なんとオーストラリアはタスマニアにも領地を持っていたという噂もあり、なかば伝説と化している大商人・銭五。しかし後ろ盾であった加賀藩・年寄衆筆頭の奥村栄実(おくむらひでざね)が亡くなると、急激に運気が下がり始めました。
獄死する銭五・一族は磔の刑に
銭五が力を入れていた河北潟(かほくがた)の干拓・開発工事は「銭五が河北潟に毒を流した」と噂を立てられ、住民の激しい反対運動が巻き起こりました。加賀藩はその罪を咎め、銭五の一族郎党すべてを投獄・はりつけ(銭五は獄死)、財産はすべて没収してしまいました。

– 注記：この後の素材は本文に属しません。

PR #3632, opened 2025-04-02
feat: bind from basic type to named type

markya0616:
According this [pull request](https://github.com/99designs/gqlgen/pull/3617), we can set a custom type for a field.

Example:
```
type User {
    id: Int!
    number: Int! @goField(type: "my.module/my-package.SuperNumber")
}

type User struct {
  id int
  number SuperNumber
}
```

However, it will generate a new resolver like below:
```
type ResolverRoot interface {
	User()UserResolver
}
type UserResolver interface {
	Number(ctx context.Context, obj *User, number int) error
}
```

This pull request provides a convenient way without the Resolver interface via graphql.ContextMarshaler/graphql.ContextUnmarshaler/graphql.Marshaler/graphql.Unmarshaler interface

```
type SuperNumber uint64

func (e *SuperNumber) UnmarshalGQLContext(ctx context.Context, v interface{}) error {
	id, ok := v.(int)
	if !ok {
		return errors.New("not a int")
	}

	*e = SuperNumber(id)
	return nil
}

func (e SuperNumber) MarshalGQLContext(_ context.Context, w io.Writer) error {
	fmt.Fprint(w, e)
	return nil
}
```

I have:
 - [V] Added tests covering the bug / feature (see [testing](https://github.com/99designs/gqlgen/blob/master/TESTING.md))
 - [V] Updated any relevant documentation (see [docs](https://github.com/99designs/gqlgen/tree/master/docs/content))

### DIFF
--- a/codegen/config/binder.go
+++ b/codegen/config/binder.go
@@ -476,7 +476,18 @@ func (b *Binder) TypeReference(schemaType *ast.Type, bindTarget types.Type) (ret
 		ref.GO = b.CopyModifiersFromAst(schemaType, ref.GO)
 
 		if bindTarget != nil {
-			if err = code.CompatibleTypes(ref.GO, bindTarget); err != nil {
+			// if the bind type implements the graphql.ContextMarshaler/graphql.ContextUnmarshaler/graphql.Marshaler/graphql.Unmarshaler interface, we can use it
+			if hasMethod(bindTarget, "MarshalGQLContext") && hasMethod(bindTarget, "UnmarshalGQLContext") {
+				ref.IsContext = true
+				ref.IsMarshaler = true
+				ref.Marshaler = nil
+				ref.Unmarshaler = nil
+			} else if hasMethod(bindTarget, "MarshalGQL") && hasMethod(bindTarget, "UnmarshalGQL") {
+				ref.IsContext = false
+				ref.IsMarshaler = true
+				ref.Marshaler = nil
+				ref.Unmarshaler = nil
+			} else if err = code.CompatibleTypes(ref.GO, bindTarget); err != nil {
 				continue
 			}
 			ref.GO = bindTarget


codegen/config/binder.go
```diff
@@ -476,7 +476,18 @@ func (b *Binder) TypeReference(schemaType *ast.Type, bindTarget types.Type) (ret
 		ref.GO = b.CopyModifiersFromAst(schemaType, ref.GO)
 
 		if bindTarget != nil {
-			if err = code.CompatibleTypes(ref.GO, bindTarget); err != nil {
+			// if the bind type implements the graphql.ContextMarshaler/graphql.ContextUnmarshaler/graphql.Marshaler/graphql.Unmarshaler interface, we can use it
+			if hasMethod(bindTarget, "MarshalGQLContext") && hasMethod(bindTarget, "UnmarshalGQLContext") {
+				ref.IsContext = true
+				ref.IsMarshaler = true
+				ref.Marshaler = nil
+				ref.Unmarshaler = nil
```
StevenACoffman, line 484: I'm not sure about these two lines.

codegen/config/binder.go
```diff
@@ -476,7 +476,18 @@ func (b *Binder) TypeReference(schemaType *ast.Type, bindTarget types.Type) (ret
...
+			} else if hasMethod(bindTarget, "MarshalGQL") && hasMethod(bindTarget, "UnmarshalGQL") {
+				ref.IsContext = false
+				ref.IsMarshaler = true
+				ref.Marshaler = nil
```
StevenACoffman, line 488: Again, not sure about these two lines. I would need think through a number of possible scenarios.

codegen/config/binder.go
markya0616: It's because we may set them on https://github.com/99designs/gqlgen/pull/3632/files#diff-ab508c289540d69c88d9f1146004bbb03b2fbefa9b9ce932e044927fea85aeccL449-L450.

For the `bindTarget` implementing these interface, it's Marshaler and Unmarshaler should be nil.

atzedus:
So, when i worked on PR (https://github.com/99designs/gqlgen/pull/3617) i used test data like follow:

```graphql
type User {
    id: ID! @goField(type: "github.com/google/uuid.UUID")
}
```

BUT also i have gqlgen.yaml:

```yaml
  ID:
    model:
      - github.com/99designs/gqlgen/graphql.UUID
```

My goal was to give the ability to specify an alternative type for generated field, rather than the first one from the list (github.com/99designs/gqlgen/graphql.ID in this case).
With this configuration, no additional resolver is required and not generated.

As a result, to solve the problem described above this is neccessary to configure `gqlgen.yaml` like:

```yaml
  Int:
    model:
      - my.module/my-package.SuperNumber
```

And in package implement marshal/unmarshal methods like:

```go
func MarshalSuperNumber(id SuperNumber) graphql.Marshaler {
	// implement me
}

func UnmarshalSuperNumber(v any) (SuperNumber, error) {
	// implement me
}
```

My opinion is that it works more clearly this way.

Unfortunately, I do not have expertise in the binder code and it difficult to predict what problems the proposed changes may cause.

But this feature looks cool.

codegen/config/binder.go
atzedus: According on comment at https://github.com/99designs/gqlgen/blob/master/codegen/config/binder.go#L151-L152
and then calling `FindObject` at https://github.com/99designs/gqlgen/blob/master/codegen/config/binder.go#L436 settings this properties to nil looks like as breaking changes.

markya0616: https://github.com/99designs/gqlgen/pull/3632#discussion_r2024829492
Here is the main reason why I set to nil.

Why is this a breaking change?
For those implementing the graphql.ContextUnmarshaler/graphql.Marshaler interface, it's `Marshaler` and `Unmarshaler` should be nil.
https://github.com/99designs/gqlgen/pull/3632/files#diff-ab508c289540d69c88d9f1146004bbb03b2fbefa9b9ce932e044927fea85aeccR451-R458

In this PR, we only check if the `bindTarget` meets the interface. 
If they implement the interface, we follow the same behavior in [here](https://github.com/99designs/gqlgen/pull/3632/files#diff-ab508c289540d69c88d9f1146004bbb03b2fbefa9b9ce932e044927fea85aeccR451-R458
). In current behavior, if they implement the interface, `Marshaler` and `Unmarshaler` should be nil.

atzedus: Ok, i will try to explain.

First, implement marshalers

```go
type SuperNumber int

func MarshalSuperNumber(id SuperNumber) graphql.Marshaler {
	return graphql.MarshalAny(`"Hello from MarshalSuperNumber"`)
}

func UnmarshalSuperNumber(v any) (SuperNumber, error) {
	return 100, nil
}

func (b SuperNumber) MarshalGQL(w io.Writer) {
	w.Write([]byte(`"Hello from MarshalGQL"`))
}

func (b *SuperNumber) UnmarshalGQL(v any) error {
	n := SuperNumber(200)
	b = &n
	return nil
}
```

Second, use schema from example:

```graphql
type User {
    id: Int!
    number: Int! @goField(type: "my.module/my-package.SuperNumber")
}

type Query {
    user: User
}
```

And finally configure gqlgen.yaml like:

```yaml
models:
    Int:
        model:
            - github.com/99designs/gqlgen/graphql.Int
            - my.module/my-package.SuperNumber
```

After generating server code, you can invoke `user` method in playground and you can see, that it use `func (b SuperNumber) MarshalGQL(w io.Writer)`, not `func MarshalSuperNumber(id SuperNumber) graphql.Marshaler`, but according to source code and again at https://github.com/99designs/gqlgen/blob/master/codegen/config/binder.go#L151-L152 it `func MarshalSuperNumber` must be used here.

OR NOT? :) @StevenACoffman @duckbrain  help :)

StevenACoffman:
I'm sick and feverish at the moment, and the binder.go code is really complicated and delicate.

I think what you are attempting to do is a neat idea, but right now I can't really think through the implications of `ref.Unmarshaler = nil` and `ref.Marshaler = nil` in those spots and whether or not that is correct. 

There is no test to prove one way or the other in this PR (if I remove those lines, the tests all still pass, right?).

Do you mind if I delay deciding until I feel better or someone can think of a test that proves what the implications are?

markya0616:
Please take good care of yourself. We can talk about how to improve this when you're feeling better.

markya0616:
The reason to set Unmarshaler/Marshaler to nil is because we check them before IsMarshaler.
https://github.com/99designs/gqlgen/blob/master/codegen/type.gotpl#L51-L91
We also can switch the order of evaluation and check IsMarshaler before Marshaler.

However, I think we set ref.Unmarshaler = nil and ref.Marshaler = nil here are ok.
In current behavior, we create a new ref in each loop and stop here because of incompatible type. 
https://github.com/99designs/gqlgen/blob/master/codegen/config/binder.go#L430
https://github.com/99designs/gqlgen/blob/master/codegen/config/binder.go#L480
I prefer to set ref.Unmarshaler and ref.Marshaler to nil.

StevenACoffman:
@sonatard Can you please take a look at this and see what you think?

sonatard:
This idea is very interesting, and like everyone else, I didn’t understand whyit need to set ref.Unmarshaler = nil and ref.Marshaler = nil after reading it just once.

It would help my understanding to see what kind of code would be generated in the following three versions:

1. Code generated in the current master branch.
2. Code generated in this PR
3. Code generated in this PR if the following settings were not applied:
```
ref.Unmarshaler = nil
ref.Marshaler = nil
ref.IsContext = true
ref.IsMarshaler = true
ref.IsContext = false
ref.IsMarshaler = false
```

markya0616:
> I didn’t understand why it need to set ref.Unmarshaler = nil and ref.Marshaler = nil after reading it just once.

The Unmarshaler/Marshaler may be not nil because it may be set [here](https://github.com/99designs/gqlgen/pull/3632/files#diff-ab508c289540d69c88d9f1146004bbb03b2fbefa9b9ce932e044927fea85aeccR447-R451).
In [codegen](https://github.com/99designs/gqlgen/blob/master/codegen/type.gotpl#L51-L91), it check Unmarshaler before IsMarshaler.

[case 1: Code generated in the current master branch.](https://github.com/markya0616/gqlgen/commit/18ac05cc4c6e692a6566f0dcd8f6146057b6372a#diff-e25937fb3596da32de14a5e55d9ff00861d59d6c29062ae36d3ce1587bebb911R43)
It generate a new [interface](https://github.com/markya0616/gqlgen/commit/18ac05cc4c6e692a6566f0dcd8f6146057b6372a#diff-e25937fb3596da32de14a5e55d9ff00861d59d6c29062ae36d3ce1587bebb911R43-R78)

[case 2: Code generated in this PR](https://github.com/99designs/gqlgen/pull/3632/commits/9368a23da473a255388b964a2cbf036b484d8777)
It use the [UnmarshalGQLContext](https://github.com/99designs/gqlgen/pull/3632/commits/9368a23da473a255388b964a2cbf036b484d8777#diff-e25937fb3596da32de14a5e55d9ff00861d59d6c29062ae36d3ce1587bebb911R3712).

[case 3: Code generated in this PR, if the following settings were not applied](https://github.com/markya0616/gqlgen/tree/support-bind-types-from-basic-types-to-named-type-case-3)
In this case, we try not set [Unmarshaler/Marshaler to nil](https://github.com/markya0616/gqlgen/commit/8a5de4f510bdf8f74a907c0569dfe4fc69d16a15).
It use [UnmarshalInt](https://github.com/markya0616/gqlgen/commit/b1e99d4fce6619b001b3f1cdc2219a3a0892e8b3#diff-e25937fb3596da32de14a5e55d9ff00861d59d6c29062ae36d3ce1587bebb911R3711) and this case is failed to build.

sonatard:
I really appreciate that! The provided code has made the scope of the changes clear.
Now, I’d like to take some time to read and understand the code to ensure there are no issues. If you have any comments that could help with understanding the code, I’d appreciate it if you could add them to the relevant code sections in the Pull Request comments.

sonatard:
- Case1: Code generated in the current master branch.
The issue with case1 is that `unmarshalNInt2githubᚗcomᚋ99designsᚋgqlgenᚋ_examplesᚋtodoᚐNumber` is not being generated.

スクリーンショット 2025-04-16 11 22 07

スクリーンショット 2025-04-16 11 18 51

- Case2: Code generated in this PR
Case2 has no issues.`unmarshalNInt2githubᚗcomᚋ99designsᚋgqlgenᚋ_examplesᚋtodoᚐNumber` is being generated, and `UnmarshalGQLContext `is executed within `unmarshalNInt2githubᚗcomᚋ99designsᚋgqlgenᚋ_examplesᚋtodoᚐNumber`.

スクリーンショット 2025-04-16 11 22 57
スクリーンショット 2025-04-16 11 19 44

- Case3: Code generated in this PR if the following settings were not applied:
In case3, `unmarshalNInt2githubᚗcomᚋ99designsᚋgqlgenᚋ_examplesᚋtodoᚐNumber` is being generated, but `graphql.UnmarshalInt(ctx, v)` is executed.

スクリーンショット 2025-04-16 11 23 52
スクリーンショット 2025-04-16 11 20 50

StevenACoffman:
@sonatard If I understand you last comment, it seems like you have some issues you want to be addressed in Case 1 and Case 2, is that still to be done by @markya0616 ?

sonatard:
My last comment summarized markya0616's verification results, so there’s nothing specific for him to do.

StevenACoffman:
@sonatard  Thank you! Please let me know when you have finished your review. I'm interested in your opinion on this.

codegen/config/binder.go
```diff
@@ -481,7 +481,20 @@ func (b *Binder) TypeReference(schemaType *ast.Type, bindTarget types.Type) (ret
...
+					ref.Marshaler = nil
+					ref.Unmarshaler = nil
+				} else if hasMethod(bindTarget, "MarshalGQL") && hasMethod(bindTarget, "UnmarshalGQL") {
+					ref.IsContext = false
+					ref.IsMarshaler = true
+					ref.Marshaler = nil
+					ref.Unmarshaler = nil
+				} else {
+					continue
+				}
```
sonatard, line 497: @markya0616 Why is this change necessary only when code.CompatibleTypes(ref.GO, bindTarget) results in an error?

markya0616: This is the smallest change I can think of for now.
The original issue was that an incompatible type would generate an interface that needs to be implemented. (Case 1)
Now, I just want to provide an alternative way to handle those incompatible types.

However, I also think it doesn't necessarily have to be limited to only incompatible types.
It could also be rewritten like this:

```
if hasMethod(bindTarget, "MarshalGQLContext") && hasMethod(bindTarget, "UnmarshalGQLContext") {
	ref.IsContext = true
	ref.IsMarshaler = true
	ref.Marshaler = nil
	ref.Unmarshaler = nil
} else if hasMethod(bindTarget, "MarshalGQL") && hasMethod(bindTarget, "UnmarshalGQL") {
	ref.IsContext = false
	ref.IsMarshaler = true
	ref.Marshaler = nil
	ref.Unmarshaler = nil
} else if err = code.CompatibleTypes(ref.GO, bindTarget); err != nil {
	continue
}
```

sonatard: This is not a request for changes, but a pure question: Is it possible to simplify the rules and handle it by modifying the following conditional branching?



```go
		if values := b.enumValues(def); len(values) > 0 {
			err = b.enumReference(ref, obj, values)
			if err != nil {
				return nil, err
			}
		} else if fun, isFunc := obj.(*types.Func); isFunc {
			ref.GO = code.Unalias(t.(*types.Signature).Params().At(0).Type())
			ref.IsContext = code.Unalias(t.(*types.Signature).Results().At(0).Type()).String() == "github.com/99designs/gqlgen/graphql.ContextMarshaler"
			ref.Marshaler = fun
			ref.Unmarshaler = types.NewFunc(0, fun.Pkg(), "Unmarshal"+typeName, nil)
		} else if hasMethod(t, "MarshalGQLContext") && hasMethod(t, "UnmarshalGQLContext") {
			ref.GO = t
			ref.IsContext = true
			ref.IsMarshaler = true
		} else if hasMethod(t, "MarshalGQL") && hasMethod(t, "UnmarshalGQL") {
			ref.GO = t
			ref.IsMarshaler = true
		} else if hasMethod(t, "MarshalJSON") && hasMethod(t, "UnmarshalJSON") {
			ref.GO = t
			ref.IsJSONMarshaler = true
		} else if underlying := basicUnderlying(t); def.IsLeafType() && underlying != nil && underlying.Kind() == types.String {
			// TODO delete before v1. Backwards compatibility case for named types wrapping strings (see #595)

			ref.GO = t
			ref.CastType = underlying

			underlyingRef, err := b.TypeReference(&ast.Type{NamedType: "String"}, nil)
			if err != nil {
				return nil, err
			}

			ref.Marshaler = underlyingRef.Marshaler
			ref.Unmarshaler = underlyingRef.Unmarshaler
		} else {
			ref.GO = t
		}
```

sonatard: Thank you. I understood that the change is simple.

Since the TypeReference function is very difficult to understand, I thought it would be good to add unit tests to help with that. Please add tests with reference to TestEnumBinding in binder_test.go.

markya0616: Add some tests in [75643dd](https://github.com/99designs/gqlgen/pull/3632/commits/75643dd1ac10b8f2505b1333d067cfe7d1e7b78b)

StevenACoffman:
@sonatard I think we are good to merge this as is now, do you agree, or do you think the test should be changed?

sonatard:
I was thinking about adding missing unit tests for TypeReference to confirm that the test results don’t change with this PR’s fixes. However, I can only add those tests over the weekend, so I think it’s fine to merge this PR first.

銭五の家名は断絶となってしまったのです。
生まれる時代が早すぎた
しかし明治時代以降、銭五は本当は冤罪だったのではないかという見方をされ、海外貿易の先駆者として評価されています。銭五の悲願であった河北潟干拓事業は、1963年から農林水産省による国営事業として行われ、1985年に完成したのですから、100年以上先の未来まで見据えた先見の明を持っていたと言えるでしょう。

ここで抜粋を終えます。